Не могу сказать, что между нами была подлинная близость, для этого я должен был бы давать Анабел то, что она давала мне так просто и естественно; например, если бы я приводил ее к себе домой и между нами возникло бы что-то вроде равенства партнеров, но я продолжал относиться к ней, как постоянный клиент относится к публичной женщине. Я тогда не думал о том, о чем думаю сейчас, а именно что Анабел ни разу не упрекнула меня в том, что я держу ее на обочине своей жизни; она считала, видимо, что таковы правила игры, которая не исключала некоего подобия дружбы, — надо же было чем-то заполнять промежутки времени вне постели, а это всегда самое трудное. Анабел не слишком интересовалась моей жизнью, ее редкие вопросы сводились к чему-нибудь вроде: «У тебя в детстве был щенок?» или «Ты всегда так коротко стригся?» Я уже был достаточно посвящен в ее отношения с Долли и Маручей и вообще во все, что составляло жизнь Анабел, она же не знала обо мне ничего, и ей не важно было, что у меня есть сестра или, например, двоюродный брат, который был оперным баритоном. С Маручей я познакомился еще раньше, тоже переводил ей письма, и порой мы ходили с ней и с Анабел в кафе «Кочабамба», чтобы вместе пропустить по стаканчику пива (импортного). Из писем Вильяму, которые я переводил, я знал о ссоре между Маручей и Долли, но то, что я позже назвал «историей о пузырьке с ядом», тогда выглядело как-то несерьезно, во всяком случае до поры до времени, а тогда впору было только смеяться над подобным простодушием (я уже говорил о простодушии Анабел? Меня тошнит перечитывать этот дневник, который все меньше и меньше помогает мне в написании рассказа), а дело было в том, что Анабел, которая была с Маручей не разлей вода, рассказала Вильяму, что Долли переманивает у Маручи лучших клиентов, типов с деньгами, среди которых был даже сын комиссара полиции, прямо как в танго, создает Маруче невыносимую жизнь, во всяком случае в Чемпе, и повсюду треплется о том, что у Маручи выпадают волосы и проблемы с зубами и что в постели она тоже не того, ну и т.д. и т.п. Обо всем этом Маруча жаловалась Анабел, мне — в меньшей степени, поскольку мне она не настолько доверяла, я был всего-навсего переводчик, и на том спасибо, правда, как передала мне Анабел, Маруча считала меня чем-то необыкновенным: ты так все здорово переводишь, кок с того французского судна даже стал присылать больше подарков, чем раньше, Маруча думает, это потому, что ты так здорово пишешь про чувства.
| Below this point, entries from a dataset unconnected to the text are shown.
PR #1602, opened 2024-08-09
release dev-dependencies from workspace before self

a10y:
## Issue

`cargo publish` will check all dependencies, including `dev-dependencies` when verifying a project. You can minimally verify this behavior by adding a non-existent dev-dep to any Cargo project and attempting to run `cargo package`.

Here's a tiny synthetic example to illustrate:

image

This is causing the release publishes to fail when you have a workspace where one crate depends on the other thru dev-dependencies, for example if used in benchmarking code.

We're hitting this issue in the Vortex repo trying to cut releases of our mega-workspace.

* Link to failure: https://github.com/spiraldb/vortex/actions/runs/10319405282/job/28567713447#step:7:787
* link to `Cargo.toml` for the crate that's failing to publish: https://github.com/spiraldb/vortex/blob/develop/vortex-serde/Cargo.toml#L45

## Contribution requirements

* I've verified that `cargo fmt` runs cleanly
* Some tests are failing, however these tests are already failing on `main`:

```
failures:
    changelog::can_generate_single_changelog_for_multiple_packages_in_pr
    changelog::can_generate_single_changelog_for_multiple_packages_locally
    changelog::release_plz_adds_changelog_on_new_project
    changelog::release_plz_adds_custom_changelog
    changelog::release_plz_does_not_open_release_pr_if_there_are_no_release_commits
    changelog::release_plz_releases_a_new_project
    helpers::gitea::gitea_new::can_create_gitea_repository
    release::release_info_contains_prs_in_changelog
    release::release_plz_does_not_release_a_new_project_if_release_always_is_false
    release::release_plz_does_not_releases_twice
    release::release_plz_releases_a_new_project_with_custom_release
    release::release_plz_releases_a_new_project_with_custom_tag_name
    release::release_plz_releases_after_release_pr_merged
```

### DIFF
--- a/crates/release_plz_core/src/release_order.rs
+++ b/crates/release_plz_core/src/release_order.rs
@@ -77,7 +77,7 @@ fn is_dep_in_features(pkg: &Package, dep: &str) -> bool {
 /// Check if the dependency should be released before the current package.
 fn should_dep_be_released_before(dep: &Dependency, pkg: &Package) -> bool {
     // Ignore development dependencies. They don't need to be published before the current package...
-    matches!(dep.kind, DependencyKind::Normal | DependencyKind::Build)
+    matches!(dep.kind, DependencyKind::Normal | DependencyKind::Build | DependencyKind::Development)
       // ...unless they are in features. In fact, `cargo-publish` compiles crates that are in features
       // and dev-dependencies, even if they are not present in normal dependencies.
       || is_dep_in_features(pkg, &dep.name)


a10y:
I took a second look at this repo and noticed that here you use path specifiers for workspace crates used in `dev-dependencies`.

Apologies as I'm a bit new to the multiple-locations stuff for workspaces 😅 . My overall goal is

* Want to use `release-plz` to publish all crates in my workspace in lockstep
* Want to allow for regular `[dependencies]` consumption of crates from other crates in the workspace
* Want to also allow for `[dev-dependencies]` consumption of crates from other crates

So is the recommendation:

* For `[dependencies]`, you use multiple-locations, and then something (?) erases the `path` location before publish
* For `[dev-dependencies]`, since it is only run in the context of a checkout, you can use `path` locations for workspace-local deps

If so, I can close this PR, just wanna make sure I'm doing the right thing ™️ 

Thanks in advance for your RustInfra expertise @MarcoIeni :)

MarcoIeni:
I found that also cargo-release ignores dev dependencies: https://github.com/crate-ci/cargo-release/blob/e30b1c6c645700f4189b76130de0896e19f8d0b1/src/ops/cargo.rs#L478
which means it's probably a good idea to do so 😅 
I remember I also had issues with dev-dependencies, but I don't remember why 😅 I wrote everything I could in those comments.

However let's try to find a solution for your repo 💪

> Some tests are failing

You need docker for some of them. Check CONTRIBUTING.md 👍

Some questions:
1. Do you have a dependency cycle? I.e. vortex-serde and vortex-fastlanes depends on each other? If so, can you remove this cycle?
2. Do you need this dev-dependency to be published in crates.io? If you don't, you can add `publish = false` to Cargo.toml.

If you don't find a solution with points 1 and 2, can you recreate this bug in a much smaller repository? Your repo is giant, so it's hard to reason about it 😅
Once you do this, please close this PR and create a new issue 👍

a10y:
Hey @MarcoIeni thanks for checking this out. I sent a minimal non-workspace example in my original comment. I think the issue is that people should use path specifiers with dev-dependencies, otherwise they should use regular `{ workspace = true }` specifiers, which at build time get replaced with the version specifier.

I did this here: https://github.com/spiraldb/vortex/pull/587 and it's been working. I'll close this PR.

MarcoIeni:
I'm glad you found a solution 😁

— А тебе не стали присылать больше?

— Нет, че. Уверена, ты из ревности ничего такого не пишешь.

Так она говорила, и мы вместе смеялись. Вот так же, со смехом, она поведала мне о пузырьке с ядом, эта тема один или два раза мелькала в ее письмах к Вильяму, но я ни о чем ее не расспрашивал, мне нравилось, когда она рассказывала мне сама. Помню, она заговорила об этом, когда мы были у нее в комнате и открывали бутылку виски, после того как заслужили право промочить горло.

— Клянусь тебе, я остолбенела. Он всегда казался мне немного с приветом, может, потому, что я не всегда понимаю, что он говорит, но это он сказал так, что тут уж и я поняла. Конечно, ты его не знаешь, а вот если б ты видел его глаза, как у рыжего кота, и ему идет, выгляд у него вообще что надо, когда он сходит на берег, костюмчики у него будь здоров, здесь ни у кого такого не увидишь, — сплошная синтетика, это я тебе говорю.

— Так что он тебе сказал?

— Что в следующий раз привезет мне пузырек. Он нарисовал его на салфетке, а сверху пририсовал череп и кости. Представляешь?
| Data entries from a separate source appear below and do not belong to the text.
Issue #1604, opened 2024-08-09
bug: {{ commit.author.name }} not working


gacallea:
## Bug description

`{{ commit.author.name }}` not working in `{% macro print_commit(commit) -%}` 

- Would you like to work on a fix? [n]
- I wish I could but I am still studying The Book. Pretty n00b still. If you think I could try even at this level, I'd be happy to help!

## To Reproduce

1. Given [this template](https://github.com/gacallea/freesound-credits/blob/main/release-plz.toml) - (btw I want to contribute a PR for this template once we fixed this very issue)
2. Given [this cliff.toml](https://gist.github.com/gacallea/d42949306eb7855e8d661baace32a45d) - (this is just for manual testing/comparison, not used by release-plz in the end)
3. Given an existing commit history.
5. run `git cliff -o CHANGELOG.md` to fill the file a first time
6. make some commits just to test the next step
7. run `release-plz update` and see that under Unreleased the author is missing (line ending with `by` on its own)

## Expected behavior

each commit should end with an author. e.g: `Adding pre-commit hook for convetional - (924c906) by gacallea`

## Screenshots

0.2.12 by [release-plz GitHub Action](https://github.com/gacallea/freesound-credits/blob/main/.github/workflows/release-plz.yml)
0.2.11 and below generated by `git cliff -o CHANGELOG.md` with the process described in the steps above

<img width="705" alt="Screenshot 2024-08-09 at 10 22 47 PM" src="https://github.com/user-attachments/assets/842b1ec2-fe44-4afc-8b23-bbf19eedee2e">

## Environment

- OS: macOS Sonoma 14.6
- release-plz version:  0.3.83

## Additional context

Please ignore the quirks of the `cliff.toml` -- namely the broken rewrites and broken links -- as they are irrelevant here.

MarcoIeni:
This feature is missing. It's not a bug.
https://github.com/MarcoIeni/release-plz/issues/989

gacallea:
Sorry about the bug report then! Thank you for release-plz. <3

MarcoIeni:
No worries 😁

gacallea:
one question @MarcoIeni: do you like the template at all? should I PR? (ofc minus the broken stuff, which I am removing as we speak). ref: https://github.com/gacallea/freesound-credits/blob/main/CHANGELOG.md

MarcoIeni:
Sure, the template looks dope! 🙌
[...]

Issue #1009, opened 2023-09-30
Add ability to re-generate the entire changelog


MarcoIeni:
## Motivations

Release-plz only appends the new changes to the changelog.
It would be nice if it could generate the whole changelog from scratch. This can be useful because:
- if you change the changelog configuration, you can apply the changes also to previous releases
- if you haven't used release-plz before, you can generate the changelog for previous versions

## Solution

This should be a new release-plz subcommand. `release-plz update` should only append the changes for the new version.

TODO

## Additional context

Suggested [here](https://github.com/MarcoIeni/release-plz/discussions/1002#discussioncomment-7151904)

intgr:
You can also call `git cliff` directly. By default it will generate the whole changelog.

MarcoIeni:
yes, we just need to make sure to use the same release-plz config:
https://github.com/MarcoIeni/release-plz/blob/c5eed2fb325420582b8ad7ede4ccbae74fa69fd9/crates/release_plz_core/src/changelog.rs#L225

I need to document this better

Issue #989, opened 2023-09-24
List contributors in GitHub release


MarcoIeni:
## Motivations

It's nice to give contributors some recognition for their work.
GitHub tags the author of the pr when you autogenerate a release from their UI. Release-plz should tag the authors as well.

## Solution

For every PR number in the changelog, call [this](https://github.com/MarcoIeni/release-plz/blob/378060645e25228d956e549d6d5d975ee80b3eb0/crates/release_plz_core/src/git/backend.rs#L347) function to retrieve the pr author (and contributor?).

Than, in the [release_body](https://github.com/MarcoIeni/release-plz/blob/378060645e25228d956e549d6d5d975ee80b3eb0/crates/release_plz_core/src/command/release.rs#L419) add a list of contributors:

```md
## Contributors

- `@author1`
- `@author2`
```

Only if we are filling a github release. I don't know if gitea supports this.

MarcoIeni:
Check https://github.com/github/contributors

MarcoIeni:
We can use git-cliff github integration. To do this, set the ReleaseConfig in here: https://github.com/MarcoIeni/release-plz/blob/ed8a348c235dd5bff60af07849a36177a734eda6/crates/release_plz_core/src/changelog.rs#L120 (default_git_cliff_config fn).
Then, git-cliff will fetch github data, and will add it to the tera context.

MarcoIeni:
you can now add contributors to the changelog but not in the github/gitea/gitlab release yet

MarcoIeni:
closed by https://github.com/MarcoIeni/release-plz/pull/1736

PR #1607, opened 2024-08-10
docs(changelog): add example as approved in #1604

gacallea:
matching https://github.com/gacallea/freesound-credits/blob/ac12bc0cf2df64df935f8f1fbd6e2a3888f22ca6/CHANGELOG.md

I would add some wording and screenshot but I am keeping simnple for now, matching the docs style.

cheers!


MarcoIeni:
The config page is already huge so I don't want to add changelog configuration examples there. Imo we should create a new page similar to [this](https://git-cliff.org/docs/templating/examples/) one. Do you want to work on it?

gacallea:
I agree with you. I didn’t know if I could.
I am on it!
  
On Thu, Aug 15, 2024 at 8:15 AM, Marco Ieni ***@***.***&gt; wrote:  The config page is already huge so I don't want to add changelog configuration examples there. Imo we should create a new page similar to this one. Do you want to work on it?

gacallea:
@MarcoIeni ignore pushes for now. I will let you know when it's ready.

gacallea:
@MarcoIeni I believe I am done phew....

In the end I preferred splitting the single file into its own category and adding sections.

Examples wise: this was the hard part to fix/adjust/test rinse and repeat. I decided to include the three most interesting ones instead of copying over from git-cliff. Some of them may require things you don't have in your schema and if people really want what I considered redundant and uninteresting, they can be my guest... it was a PITA :P

I also added some language conf to docusaurus because highlight of toml and json wasn't working in code blocks.

Let me know what you think!

gacallea:
ps: I have not being able to avoid the messed menu in Examples (see on the right, it includes mdx-code-block when it shouldn't ) but I believe an up to date docusaurus will fix that.

gacallea:
hi @MarcoIeni , I see some things fail. Link I cabn't do much about it since the examples folder doesn't exist yet. Anything else let me know if you need anything from me.

website/docusaurus.config.js
```diff
@@ -157,6 +157,7 @@ const config = {
       prism: {
         theme: lightCodeTheme,
         darkTheme: darkCodeTheme,
+       additionalLanguages: ['toml', 'json'],
```
MarcoIeni, line 160:
```suggestion
        additionalLanguages: ['toml', 'json'],
```

MarcoIeni:
> I believe an up to date docusaurus will fix that.

I updated the branch so that we are using a more recent version 👍
Running `npm i` brings you to 3.5.1

I'm having a quick look now, but I don't have time to do a full review. Maybe later today 👍

website/docusaurus.config.js
gacallea: sorry about that!

MarcoIeni:
Thanks for adding json and toml syntax highlight btw. It looks awesome 🤩

gacallea:
trying to fix the broken toc on examples. requesting backup https://github.com/facebook/docusaurus/discussions/10409

gacallea:
> trying to fix the broken toc on examples. requesting backup [facebook/docusaurus#10409](https://github.com/facebook/docusaurus/discussions/10409)

not much I can do without breaking at least something. I am leaving this as is.

gacallea:
@MarcoIeni I would like to add two/three more examples:

1 - default (showing release-plz default config/output)
2 - [github](https://github.com/orhun/git-cliff/blob/main/examples/github.toml) and/or [github+keepachangelog](https://github.com/orhun/git-cliff/blob/main/examples/github-keepachangelog.toml)

for 1: where can I find this to easily add an example file?
for 2: this depends if release-plz uses the same *.github.* variables but I haven't been able to find them in the schema.

cheers

MarcoIeni:
> for 2: this depends if release-plz uses the same .github. variables but I haven't been able to find them in the schema.

Yes, I haven't implemented those yet. https://github.com/MarcoIeni/release-plz/issues/989
I plan to work on this soonish 👍

gacallea:
> > for 2: this depends if release-plz uses the same .github. variables but I haven't been able to find them in the schema.
> 
> Yes, I haven't implemented those yet. #989 I plan to work on this soonish 👍

ok then :) I think I am done for real now :)

let me know if you need anything else!

MarcoIeni:
I noticed the default changelog isn't producing the correct format. I removed the extra new line in the body but I still need to understand why the header doesn't have the new line. Maybe it's a bug 👀
image

Also, I think it's better to inline the examples in the docs instead of having them in a separate examples dir.

gacallea:
> I noticed the default changelog isn't producing the correct format. I removed the extra new line in the body but I still need to understand why the header doesn't have the new line. Maybe it's a bug 👀 image
> 
> Also, I think it's better to inline the examples in the docs instead of having them in a separate examples dir. In this way, people do less back-and-forth

Fair enough :)

I added the extra line because of that "bug" and because markdown wants lines in between headers and such. I do so in my config as well.

Regarding the examples dir vs inline, I also tend to agree if it is clean enough. I just did what git-cliff was doing.

I am going to check these changes later, if there is anything I need to do please let me know.

gacallea:
ps: I have an idea for inlining the conf:

just adding a toml code block in the same fashion as the output ones (folded):

- Tomo configuration
- Raw output
- Rendered output

gacallea:
> ps: I have an idea for inlining the conf:
> 
> just adding a toml code block in the same fashion as the output ones (folded):
> 
> * TOML configuration
> * Raw output
> * Rendered output

I implemented this, let me know if it's good now :)

gacallea:
@MarcoIeni regarding markdown-cli failing: I tried fixing those header coming from `mdx-code-block` code but there is no way around it. (see above discussion on docusaurus repo). I'd opt to remove those entirely. What do you reckon?

website/docs/configuration/changelog_examples.md
```diff
@@ -0,0 +1,643 @@
...
+{% endif -%}
+{% for group, commits in commits | group_by(attribute="group") %}
+    ### {{ group | upper_first }}
+    {% for commit in commits %}
+        - {{ commit.message | upper_first }}\
+    {% endfor %}
+{% endfor %}\n
+"""
+
+footer = """
```
MarcoIeni, line 207: release-plz doesn't support the footer. That's because git-cliff only recently added the ability to have templates there so at the beginning I didn't add support for it.
I created https://github.com/MarcoIeni/release-plz/issues/1621

Also, I'm not a fan of commit_parsers. With those commit parsers a commit like `fix: add abc` will be identified as "Changed".

Since (except for the footer part), this Keep A Changelog config is very similar to the default one, imo we can delete this example entirely. What do you think?

gacallea: footer: sorry I didn't know and didn't check. my bad. I don't even like having the footer.

keep a changelog can go then :)

commit_parsers: I am new to this and I liked the bling bling, it's your call tho :)

let me know if I should change it or if you arew taking care of it.

gacallea: done, let me know if you prefer to keep mdx-blocks . they were mostly an annoyance.

gacallea: ps: feel free to change the commit_parsers too, but I think it's good to give alternatives examples otherwise why would even have this section?

gacallea: alternatively: redefining the parsers grouping to your liking?

MarcoIeni: For the mdx-blocks we can disable the lint 👍
I'll think about it

gacallea: let me know, I have currently removed them.

website/docs/configuration/tips-and-tricks.md
```diff
@@ -0,0 +1,89 @@
...
+- ⚡ Performance
+- ⚙️ Miscellaneous
+
+Then strip the tags in the template with the series of filters:
+
+```jinja2
+### {{ group | striptags | trim | upper_first }}
+```
+
+### Use GitHub PR labels as groups
```
MarcoIeni, line 57: we don't have this feature yet.

website/docs/configuration/changelog_examples.md
```diff
@@ -0,0 +1,440 @@
...
+"""
+
+body = """
+{% if version %}\
+    ## [{{ version | trim_start_matches(pat="v") }}] - {{ timestamp | date(format="%Y-%m-%d") }}
+{% else %}\
+    ## [unreleased]
+{% endif %}\
+{% if previous %}\
+    {% if previous.commit_id and commit_id %}
```
MarcoIeni, line 337: https://github.com/gacallea/release-plz-contrib/blob/f05ecfe613564ab7dbdd412d71c47b236d84a4db/crates/release_plz_core/src/changelog.rs#L290
This is never populated

website/docs/configuration/changelog_examples.md
```diff
@@ -0,0 +1,440 @@
...
+header = """# Changelog
+
+All notable changes to this project will be documented in this file.
+
+"""
+
+body = """
+{% if version %}\
+    ## [{{ version | trim_start_matches(pat="v") }}] - {{ timestamp | date(format="%Y-%m-%d") }}
+{% else %}\
```
MarcoIeni, line 333: We never go into the `else` because release-plz always populates the `version` field. I'm removing the detailed template because it doesn't fit for release-plz. If needed, we can add it into another PR 👍

website/docs/configuration/changelog_examples.md
gacallea: sorry. (see next comment)

website/docs/configuration/changelog_examples.md
gacallea: sorry about that!

truth be told I have been struggliong a lot with testing out stuff because I had to rely on `git cliff -o CHANGELOG.md` during my contribution. I am yet to find a way (even for mty personal use) to generate a changelog from scratch entirely with release-plz. Is there a command to do that?

MarcoIeni: >  to generate a changelog from scratch entirely with release-plz. Is there a command to do that?

no 😂 https://github.com/MarcoIeni/release-plz/issues/1009

> sorry about that!



Don't worry :)

MarcoIeni:
I reverted back the config.md file. I'm not sure it's the right thing to do because changelog is a part of the configuration but at least in this way we don't break existing links (maybe there's a way to redirect, not sure). Anyway for now it should be good enough 👍

gacallea:
> I reverted back the config.md file. I'm not sure it's the right thing to do because changelog is a part of the configuration but at least in this way we don't break existing links (maybe there's a way to redirect, not sure). Anyway for now it should be good enough 👍

it is your project/site and the choice is ultimately yours. i did my best categorizing things and fixed all links `npm run build` complained about. unless you are worried about SEO here.

MarcoIeni (approved):
Yay, we did it! Thanks 🎉

gacallea:
yay! thank you Marco for this amazing tool! I did my best but you had to comb over lots! Sorry it is my first contrib with Rust (even if just docs). I'll do better next time :P

(not right now but I would like to have a go at #1009 when I finish The Book -- ssssh don't tell anyone!)

MarcoIeni:
It was a great contribution. I'm happy you did your first Rust contribution in release-plz 🥳

That issue is really hard! If you want a less hardcore experience check [good-first-issues](https://github.com/MarcoIeni/release-plz/issues?q=is%3Aissue+is%3Aopen+label%3A%22good+first+issue%22) 👍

— Представляю, но не понимаю, зачем все это. Ты говорила ему о Долли?


Еще от автора Хулио Кортасар
Игра в классики

В некотором роде эта книга – несколько книг…Так начинается роман, который сам Хулио Кортасар считал лучшим в своем творчестве.Игра в классики – это легкомысленная детская забава. Но Кортасар сыграл в нее, будучи взрослым человеком. И после того как его роман увидел свет, уже никто не отважится сказать, что скакать на одной ножке по нарисованным квадратам – занятие, не способное изменить взгляд на мир.


Аксолотль

В книге рассказывается история главного героя, который сталкивается с различными проблемами и препятствиями на протяжении всего своего путешествия. По пути он встречает множество второстепенных персонажей, которые играют важные роли в истории. Благодаря опыту главного героя книга исследует такие темы, как любовь, потеря, надежда и стойкость. По мере того, как главный герой преодолевает свои трудности, он усваивает ценные уроки жизни и растет как личность.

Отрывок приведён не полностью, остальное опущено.